Duolingo's Growth Analytics team has identified a complex churn pattern in the new onboarding flow for its premium subscription product. The finding combines cohort retention, device-level segmentation, and a model-based estimate showing that a recent product change likely improved 7-day conversion but increased 30-day churn for a specific user segment. You are the program manager coordinating the launch decision with product, engineering, and analytics.
The team includes 1 product manager, 2 data scientists, 4 engineers, 1 designer, and 1 lifecycle marketing lead. Leadership wants a go/no-go recommendation in 10 business days because the onboarding flow is scheduled for rollout to 40% of new users before the next quarterly planning review.
The product manager wants a simple recommendation and clear trade-offs, not a deep statistical explanation. The data science lead wants the nuance preserved because the result is directionally positive overall but risky for Android users in LATAM. Engineering wants a stable scope and no last-minute instrumentation changes.

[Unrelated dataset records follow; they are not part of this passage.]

PR #745, opened 2015-07-10
Improve module generator options to controller

enzolutions:


jmolivas:
Discarding this one and move this new features to Controller generator

Issue #722, opened 2015-06-30
[generate:entity:config] Default menu path doesn't match up


Crell:
When generating a config entity, the path of the admin forms is placed under /admin/config/system/{entity}.  The menu LINK, however, is parented to /admin/structure.

While that technically doesn't break anything, it's highly confusing. The generator should standardize on one or the other.  I nominally think it makes more sense under structure than config/system, but as long as it's consistent I can deal.

Sutharsan:
PR at https://github.com/hechoendrupal/DrupalConsole/pull/756

PR #756, opened 2015-07-20
Set config entity path to admin/system/[entity name]

Sutharsan:
This makes the config entity path consistent. See  https://github.com/hechoendrupal/DrupalConsole/issues/722


Sutharsan:
I don't see how this Travis error is related to the included change.

jmolivas:
@Sutharsan: I restarted few times already but keep failing, I will test the code locally and add the results as comments.

jmolivas:
I did run it again and now it's green.

jmolivas:
@Sutharsan: Thanks for the PR

PR #759, opened 2015-07-21
Add human readable name

Sutharsan:
This PR adds a human readable name (--label) to content entity and config entity generators.
Adds a human readable formatter `StringUtils::camelCaseToHuman`.
Applies the HR label format to plugins.

Affected commands:
```
generate:entity:config
generate:entity:content
generate:plugin:block
generate:plugin:field
generate:plugin:fieldformatter
generate:plugin:fieldtype
generate:plugin:fieldwidget
generate:plugin:imageeffect
generate:plugin:rest:resource
generate:plugin:rulesaction
generate:plugin:type:annotation
```

### DIFF
--- a/config/translations/console.en.yml
+++ b/config/translations/console.en.yml
@@ -179,10 +179,12 @@ commands:
         module: common.options.module
         entity-class: The entity class name
         entity-name: The name of the entity
+        label: The entity label
       questions:
         module: common.questions.module
         entity-class: Enter the entity class name
         entity-name: Enter the entity name
+        label: Enter the entity label
     form:
       description: Generate a new "%s"
       help: The <info>"%s"</info> command helps you generate a new "%s"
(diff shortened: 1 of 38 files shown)


jmolivas:
Thanks for the PR @Sutharsan

pfrenssen:
This now looks a bit weird. If I create a "Book" entity type the permission titles now reads:

* View book
* Edit book
* Delete book
* Adminster book

Because this is singular this is confusing. Which book am I allowed to edit? What if I want to give a role the permission to edit all books?

It would be better if we follow the pattern used for all permissions in core: display the plural form. Since we do not know how our entity is spelled in plural we can simply add the word "entities":

* View book entities
* Edit book entities
* Delete book entities
* Adminster book entities

In the future it might be interesting to ask the user for the plural form when generating entities, we might be able to use it elsewhere too. But for now this would do the trick.

When we are touching this it would also be good to fix the spelling errors (e.g. "adminster") and remove the descriptions, since they are not adding any additional information and have bad grammar.

I'll open a new PR for this.

PR #761, opened 2015-07-22
Allow guzzle 5 and 6

webflo:


jmolivas:
Project already using `~5.0` https://github.com/hechoendrupal/DrupalConsole/blob/master/composer.json#L40

I build a new `phar`and it works, I just need to tag a new release.

dawehner:
It is IMHO bullshit to try to support two versions ... see https://www.drupal.org/node/2538484

Let's switch to 6.0

webflo:
I close the PR, because it makes no sense to discuss this in two different issue queues.

PR #763, opened 2015-07-24
New generic option to generate inline call of commands

enzolutions:


jmolivas:

PR #764, opened 2015-07-28
[console] Compact php files in the phar archive

Chi-teck:
This will decrease size of _console.phar_ by 40% approximately.

### DIFF
--- a/box.json
+++ b/box.json
@@ -18,6 +18,9 @@
             "in": "vendor"
         }
     ],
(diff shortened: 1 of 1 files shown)


jmolivas:
This sounds really awesome, I give a try and add comments if needed.

jmolivas:
@Chi-teck: thanks for the PR, the `phar` size went from 4.7 to 2.7 MB

PR #1175, opened 2021-11-20
feat: save contact information for authenticated submissions

iskounen:
This PR updates the `create_submission` service method to save contact information (name, email, phone) for authenticated submissions.

In the new web submission flow, users are asked to enter their contact information. We are currently saving this information for anonymous submissions, but we would also like to save it for authenticated submissions.

### DIFF
--- a/app/services/submission_service.rb
+++ b/app/services/submission_service.rb
@@ -19,7 +19,14 @@ class SubmissionService
       ]
       user =
         if gravity_user_id
-          User.find_or_create_by!(gravity_user_id: gravity_user_id)
+          convection_user =
+            User.find_or_create_by!(gravity_user_id: gravity_user_id)
+          convection_user.update(
+            name: submission_params[:user_name],
+            email: submission_params[:user_email],
+            phone: submission_params[:user_phone]
+          )
+          convection_user
         else
           User.create!(
             name: submission_params[:user_name],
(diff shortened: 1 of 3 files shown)


app/services/submission_service.rb
```diff
@@ -19,7 +19,14 @@ def create_submission(
       ]
       user =
         if gravity_user_id
-          User.find_or_create_by!(gravity_user_id: gravity_user_id)
+          convection_user =
```
Gon4ar5, line 22: Great, but if-else does almost the same thing, can we refactor something like:
```
      user = User.find_or_create_by!(gravity_user_id: gravity_user_id) if gravity_user_id
      user ||= User.create!
      user.update(
        name: submission_params[:user_name],
        email: submission_params[:user_email],
        phone: submission_params[:user_phone],
        session_id: submission_params.delete(:session_id)
      )
      create_params = submission_params.merge(user_id: user.id)
```

Gon4ar5: Another question is whether it is necessary to check this data for presence? I mean, when creating a submission, this data will overwrite the already existing data about the user, and even if it does not come, they will still overwrite it.

iskounen: Thanks for noticing that there is a refactoring opportunity here! I agree that (1) the if-else is not necessary, and (2) we won't need to find existing users once there is a 1:1 relationship between submission and user records.

I will close this PR so that you can do this refactoring in #1179

PR #1176, opened 2021-11-20
fix: require a gravity user ID for submissions when contact information is not provided

iskounen:
This PR addresses an issue where admins were able to manually create submissions without a user in the admin UI. This caused the submission list page (`/submissions`) to crash when it tried to render submissions with neither a `gravity_user_id` nor any contact information (name, email, or phone).

This was resolved by re-introducing validation for the `presence` of a `gravity_user_id`, on the condition that it is only required when contact information is not provided.

Screen Shot 2021-11-22 at 9 40 43 AM

### DIFF
--- a/app/models/user.rb
+++ b/app/models/user.rb
@@ -3,25 +3,26 @@
 class User < ApplicationRecord
   include PgSearch::Model
 
+  validates :gravity_user_id, presence: true, unless: :contact_information?
+
   has_many :submissions, dependent: :nullify
   has_many :notes, dependent: :nullify
 
   pg_search_scope :search, against: :email, using: { tsearch: { prefix: true } }
 
   def gravity_user
-    if defined?(@gravity_user)
-      @gravity_user
-    elsif gravity_user_id
-      @gravity_user =
-        gravity_user_id &&
-          (
-            begin
-              Gravity.client.user(id: gravity_user_id)._get
-            rescue Faraday::ResourceNotFound
-              nil
-            end
-          )
-    end
+    return @gravity_user if defined?(@gravity_user)
+    return nil unless gravity_user_id
+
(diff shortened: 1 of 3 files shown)


iskounen:
This PR is a WIP because I am still able to create a manual submission without a user in the admin screens. The submissions created in this way are no longer crashing the submission list page (`/submissions`) but I expected the form to fail validation. Instead, a user with the following contact information was assigned to the submission: user, user@example.com, 555-5555.

app/models/user.rb
```diff
@@ -3,25 +3,26 @@
...
+
+    @gravity_user =
+      gravity_user_id &&
+        (
+          begin
+            Gravity.client.user(id: gravity_user_id)._get
+          rescue Faraday::ResourceNotFound
+            nil
+          end
+        )
```
iskounen, line 25: comment: This is a little refactor that I did to clarify the values that this method can return.

AlicanAkyuz (approved):
LGTM! 

I've pulled and run the branch, and I see the user can't be blank error when a submission without a user is attempted.

app/models/user.rb
```diff
@@ -49,4 +50,8 @@ def unique_code_for_digest
   def self.anonymous
     User.find_or_create_by(gravity_user_id: 'anonymous')
   end
+
+  def contact_information?
+    !(self[:name].blank? || self[:email].blank? || self[:phone].blank?)
```
Gon4ar5, line 55: Just a suggestion: could replace this with something like this:
```suggestion
    self[:name].present? && self[:email].present? && self[:phone].present?
```
This negation combined with unless on top is a bit confusing😆

Gon4ar5 (approved):
LGTM!
Also work for me

PR #1179, opened 2021-11-22
feat[SWA-131]: Create a one-to-one relationship submissions/users

Gon4ar5:
Related [SWA-131](https://artsyproduct.atlassian.net/browse/SWA-131)

1) Changed relation from has_many to has_one
1.1) Also changed user.submissions to user.submission
2) Added rake task which creates new user, and reassign submission on him if some submission has the same user_id
3) Changed user creation in submission_service, now we don't try to find an existing one, but immediately create a new one

### DIFF
--- a/app/controllers/admin/consignments_controller.rb
+++ b/app/controllers/admin/consignments_controller.rb
@@ -22,9 +22,9 @@ module Admin
 
       if filtering_by_assigned_to?
         matching_consignments =
-          matching_consignments.joins(:submission).where(
-            'submissions.assigned_to' => params[:assigned_to]
-          )
+          matching_consignments
+            .joins(:submission)
+            .where('submissions.assigned_to' => params[:assigned_to])
       end
 
       if term.present?
@@ -39,13 +39,14 @@ module Admin
       if params[:user].present?
         user = User.find(params[:user])
         matching_consignments =
-          matching_consignments.where(submission: user.submissions)
+          matching_consignments.where(submission: user.submission)
       end
 
       if params[:artist].present?
-        matching_consignments = matching_consignments.
-          joins(:submission).
-          where(submissions: { artist_id: params[:artist]})
+        matching_consignments =
+          matching_consignments
+            .joins(:submission)
+            .where(submissions: { artist_id: params[:artist] })
       end
 
       if params[:state].present?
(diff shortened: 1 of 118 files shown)


app/controllers/admin/consignments_controller.rb
```diff
@@ -39,13 +39,14 @@ class ConsignmentsController < ApplicationController
       if params[:user].present?
         user = User.find(params[:user])
         matching_consignments =
-          matching_consignments.where(submission: user.submissions)
+          matching_consignments.where(submission: user.submission)
```
Gon4ar5, line 42: changed in this file only here

app/controllers/admin/offers_controller.rb
```diff
@@ -40,22 +46,22 @@ class OffersController < ApplicationController
 
       if params[:user].present?
         user = User.find(params[:user])
-        matching_offers = matching_offers.where(submission: user.submissions)
+        matching_offers = matching_offers.where(submission: user.submission)
```
Gon4ar5, line 49: changed in this file only here

db/migrate/20211121122634_change_gravity_user_id_to_not_unique.rb
```diff
@@ -0,0 +1,8 @@
+# frozen_string_literal: true
```
Gon4ar5, line 1: already merge PR with this file

app/models/user.rb
```diff
@@ -42,8 +42,19 @@ def user_detail
     nil
   end
 
+  def user_submissions
```
kiryl-zubarau, line 45: Can we use just `submissions`?

app/models/user.rb
```diff
@@ -42,8 +42,19 @@ def user_detail
...
+    users =
+      if gravity_user_id
+        User.where(gravity_user_id: gravity_user_id)
+      else
+        User.where(name: name, email: email, phone: phone)
```
kiryl-zubarau, line 50: @iskounen Do we want to try to identify users by using such fields combination or just ignore such submissions?

Gon4ar5: @iskounen @kiryl-zubarau I don't think this is very important, since I use this method only to display the number of submissions of a given user on the page in the Convection admin
Screen Shot 2021-11-23 at 6 57 11 PM

iskounen: I think it's OK to display the number of submissions made by a user like this. This number will not always be accurate for anonymous submissions, but I think that it is still valuable for admins to see an approximation of how many submissions have been made by someone with the same name + email + phone.

lib/tasks/submissions.rake
```diff
@@ -5,3 +5,32 @@ task :exchange_assigned_to_real_user => :environment do
...
   end
 end
+    
+task correction_seq_id: :environment do
+  ActiveRecord::Base.connection.tables.each do |t|
+    ActiveRecord::Base.connection.reset_pk_sequence!(t)
+  end
+end
+
+task :rebase_user_submission => :environment do
```
iskounen, line 15: If possible, I'd like to run this task together on staging once this PR is merged and ready.

iskounen (approved):

kiryl-zubarau (approved):

AlicanAkyuz (approved):
lgtm 🥇

iskounen:
**blocker:** Given some feedback I received offline about this change, I've reconsidered the decision to store contact information on the user record. We will pause on this PR while @Gon4ar5 prepares a separate PR that:

1. Stores contact information provided with each submission on the `Submission` table.
2. Maintains the one-to-many relationship between a `User` and `Submission` records.
3. Makes the `user` field on a `Submission` optional.
4. Admin screens and Mailers default to the contact information on the `Submission` record.

PR #1180, opened 2021-11-23
[Feat]: SWA-100 - Update addAsset mutations

AlicanAkyuz:
### Description

Ticket: [SWA-100](https://artsyproduct.atlassian.net/browse/SWA-100)

This PR adds additional validation to addAsset mutations. The validation is done though sessionId associated with a user so that a user cannot add assets to another user's submission. 

### Implementation 

- matching_user method is moved from update_submission_resolver to the base resolver 
- matching_user is then utilised in add_asset and add_assets to_submission_resolver
- sessionId is added to those mutations as an argument

### DIFF
--- a/spec/requests/submission_spec.rb
+++ b/spec/requests/submission_spec.rb
@@ -14,7 +14,7 @@ describe 'Submission Flow' do
     expect(NotificationService).to receive(:post_submission_event).once
   end
 
-  it 'Completes 3' do
+  it 'Completes a submission from Tokyo' do
     stub_gravity_root
     stub_gravity_user
     stub_gravity_artist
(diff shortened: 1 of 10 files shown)


spec/requests/submission_spec.rb
```diff
@@ -14,7 +14,7 @@
     expect(NotificationService).to receive(:post_submission_event).once
   end
 
-  it 'Completes 3' do
+  it 'Completes a submission from Tokyo' do
```
AlicanAkyuz, line 17: this test description was changed recently by mistake, I just changed it to correct text. not directly related to the task.

kiryl-zubarau (approved):
🚀

PR #1181, opened 2021-11-24
Prettify the Repo

AlicanAkyuz:
### Description 

Ticket: [SWA-123](https://artsyproduct.atlassian.net/browse/SWA-123) 

The aim here is to lint the repo and sync local/pre-commit linters so that we don't get unrelated diffs in our PRs. An example of such diffs can be seen in [this PR](https://github.com/artsy/convection/pull/1179) where engineers put comments to highlight the actual changes. 

### Implementation

I have run `yarn run prettier --write` on the repo, but then the pre-commit hook fails at the step of `bundle exec rubocop -a`. There seems to be a conflict between prettier and rubocop configs. I had to manually remove `lint-staged` command from  husky's `pre-commit` file in order to commit the changes, but this is certainly not ideal. 

What do people think moving forward here?


Gon4ar5 (commented):
Maybe we should just turn off prettify😆, fix rubocop and merge this?
I don’t know how good such a solution is, but having two code analyzers that have conflicts with each other is also not a good idea.😅

app/controllers/admin/admin_users_controller.rb
```diff
@@ -67,9 +67,9 @@ def admin_user_params
     end
 
     def authorize_user!
-      unless super_admin_user? @current_user
-        raise ApplicationController::NotAuthorized
-      end
+      return if super_admin_user? @current_user
+
+      raise ApplicationController::NotAuthorized
```
kiryl-zubarau: The place where I made a manual fix. Other problems were auto resolved by `bundle exec rubocop -a`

Marketing wants the rollout to proceed to support a paid acquisition campaign already booked for next month.
You have a $35,000 analysis and experimentation budget remaining this quarter, no additional headcount, and only one analyst available at 50% capacity. The decision memo must be reviewed by the Director of Product by next Friday at 3 PM. Any instrumentation changes require 4 engineering days and would delay launch by 1 week.